Valsa: Ambas nascemos em Santos, litoral de São Paulo e nos conhecemos/brincávamos juntas em encontros de amigos dos nossos pais, quando tínhamos por volta de 10 anos de idade. Alguns anos depois, nos reencontramos no conservatório de música (Marina estudando guitarra e Nika, como sou conhecida, baixo). Tivemos uma banda juntas por alguns anos e de aí por diante fizemos parte do mesmo grupo próximo de amigos. Marina estudou arquitetura, mas sempre trabalhou com urbanismo. Veio para Portugal fazer um mestrado em urbanismo sustentável. Nika é formada em hotelaria e teve a sua carreira construída nesta área, mas além disso também estudou Produção Musical e Produção Cultural.
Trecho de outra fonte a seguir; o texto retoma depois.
PR #881, opened 2015-03-27
Fixed nil function call

Th13teen:
"error" does not exist in GLua. ("Error" and "ErrorNoHalt" does though).

I have swapped "error" with "ErrorNoHalt" (as we don't want to halt any of wires other executions).

Fixes the following:
```
[ERROR] addons/wire/lua/entities/gmod_wire_expression2/core/extloader.lua:108: attempt to call a nil value
  1. error - [C]:-1
   2. e2_include_pass2 - addons/wire/lua/entities/gmod_wire_expression2/core/extloader.lua:108
    3. e2_include_finalize - addons/wire/lua/entities/gmod_wire_expression2/core/extloader.lua:118
     4. unknown - addons/wire/lua/entities/gmod_wire_expression2/core/extloader.lua:183
      5. include - [C]:-1
       6. unknown - addons/wire/lua/entities/gmod_wire_expression2/core/extloader.lua:37
        7. unknown - lua/includes/modules/concommand.lua:54
```

### DIFF
--- a/lua/entities/gmod_wire_expression2/core/extloader.lua
+++ b/lua/entities/gmod_wire_expression2/core/extloader.lua
@@ -98,14 +98,14 @@ local function e2_include_pass2(name, luaname, contents)
 	-- file needed preprocessing => Run the processed file
 	local ok, func = pcall(CompileString,ret,luaname)
 	if not ok then -- an error occurred while compiling
-		error(func)
+		ErrorNoHalt(func.."\n") --Lets not error and halt the rest of the loading.
 		return
 	end
 	
 	local ok, err = pcall(func)
 	if not ok then -- an error occured while executing
 		if not err:find( "EXTENSION_DISABLED" ) then
-			error(err)
+			ErrorNoHalt(err.."\n")
 		end
 		return
 	end


Divran:
uhm, error does exist in GLua

Th13teen:
Oh it does! my bad.

It was giving me the above error when it was reaching these lines on boot.

arduinium:
You may have a addon which removed or redefined this function. Can you type this command and post the result?
`lua_run PrintTable( debug.getinfo( error ) )`

Th13teen:
Yeah I ran that on my server to check. Nothing has touched it.

```
lua_run PrintTable( debug.getinfo( error ) )
> PrintTable( debug.getinfo( error ) )...
currentline     =       -1
func    =       function: builtin#19
isvararg        =       true
lastlinedefined =       -1
linedefined     =       -1
namewhat        =
nparams =       0
nups    =       0
short_src       =       [C]
source  =       =[C]
what    =       C
```

TomyLobo:
guys, ur stupid:
https://github.com/wiremod/wire/blob/804751c108d0dec57201e36a0f7d7d50329edf23/lua/entities/gmod_wire_expression2/core/extloader.lua#L108

(kidding of course, but please be aware of the extension preprocessor)

TomyLobo:
Something needs to be done about the missing stack trace for the inner error though... any ideas?

TomyLobo:
@Th13teen I'm undecided about whether to put ErrorNoHalt there.
On the positive side, you get to use everything else that doesn't barf at that time.
On the negative side, it looks less broken and you're less likely to fix/report it.

immibis:
Uhm, you're surprised that you get an error from calling `error`?

Might want to check what error message you're passing to it. I bet it's "attempt to call a nil value".

Divran:
Yep immibis we already know that's what was what's happening

TomyLobo:
Oh, I thought this guy just didn't like having all extensions fail if one throws an error.

oldmud0:
Should we close this then?

AbigailBuccaneer:
Yeah, this PR was always wrong.

AbigailBuccaneer:
(Debatably the second change was correct, but it means that people are less likely to notice E2 extension errors.)

PR #882, opened 2015-03-28
Added camera position to the user's PVS

Bacon-Man:
I noticed in multiple servers and even my local server that the cam
controller never rendered entities outside of the user's PVS.

In this commit I've added the SetupPlayerVisibility hook to add the
position of the active camera to the player's PVS, so they can see
entities.

**Before fix:**
Before

**After:**
After

### DIFF
--- a/lua/entities/gmod_wire_cameracontroller.lua
+++ b/lua/entities/gmod_wire_cameracontroller.lua
@@ -575,6 +575,16 @@ function ENT:Think()
 end
 
 --------------------------------------------------
+-- PVS Hook
+--------------------------------------------------
+
+hook.Add("SetupPlayerVisibility", "gmod_wire_cameracontroller", function(player)
+	if IsValid(player.CamController) then
+		AddOriginToPVS(player.CamController.Position)
+	end
+end)
+
+--------------------------------------------------
 -- OnRemove
 --------------------------------------------------
 


arduinium:
Nice

Nebual:
Oh hey that's a nice hook! Very cool! Is there any sort of corresponding Remove function to go with it? Maybe it auto clears every frame, or something...

Bacon-Man:
I believe it's an auto-clear because after I commented out the AddOriginToPVS function with auto-refresh on it stopped rendering those outside PVS. It seems the hook calls constantly, so must clear every frame, but I notice no increase in processing.

Divran:
I did not know about this hook, or I would have used it long ago. I tried to use an ugly hack using SetViewEntity instead, but that only works as long as the camera is parented.

Divran:
Fix'd

TomyLobo:
Great idea. I was always annoyed with stuff disappearing from my breenrocket's view when I didn't see them myself :)

Bacon-Man:
My apologizes. I noticed the localized, but for some reason I thought it was getting changed to world position after a certain function. Not sure why I thought that.

I'm glad this issue could be resolved and thank you for fixing it up for localized position. I'll be sure to do more testing before committing.

TomyLobo:
I have an idea why you thought that :)

oldmud0:
This should fix sound/soundscape issues too right?

Bacon-Man:
Yes it should. It sends all the data of the entities within the PVS, or the visleaf, and therefor the calling of sounds should occur.

oldmud0:
Cool. I've long waited for somebody to fix this.

(Garry still needs to fix water sounds inside vehicles though; you can still hear water if you enter a seat underwater and then surface, and you don't hear water sounds if you enter a seat and submerge. Everyone can still reproduce this right?)

thegrb93:
I've found that only occurs if you attempt to move the vehicle while underwater (thus killing the engine). Valve didn't expect players to be able to get a dead jeep out of the water without exiting it so they stop checking if the water sound should be stopped if the engine is dead for some reason. If you enter the water and exit the water with thrusters without using the w a s d keys, it won't bug out like that.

Nós: Como nasceu esta associação cultural? Foi um sonho concretizado no imediato?

Valsa: Já em São Paulo, onde passamos a viver após o ingresso na universidade, realizamos alguns eventos, festas, feiras, vídeos, blog com outros amigos. O coletivo já tinha o nome VALSA. Seguimos nossos outros projetos e por coincidência, nesse momento da vida, nos reencontramos em Lisboa. Marina sempre quis fazer algo relacionado à alimentos e bebidas e Nika algo com cultura. Juntamos as vontades e criamos um lugar “físico” para o VALSA, que hibernou por alguns anos.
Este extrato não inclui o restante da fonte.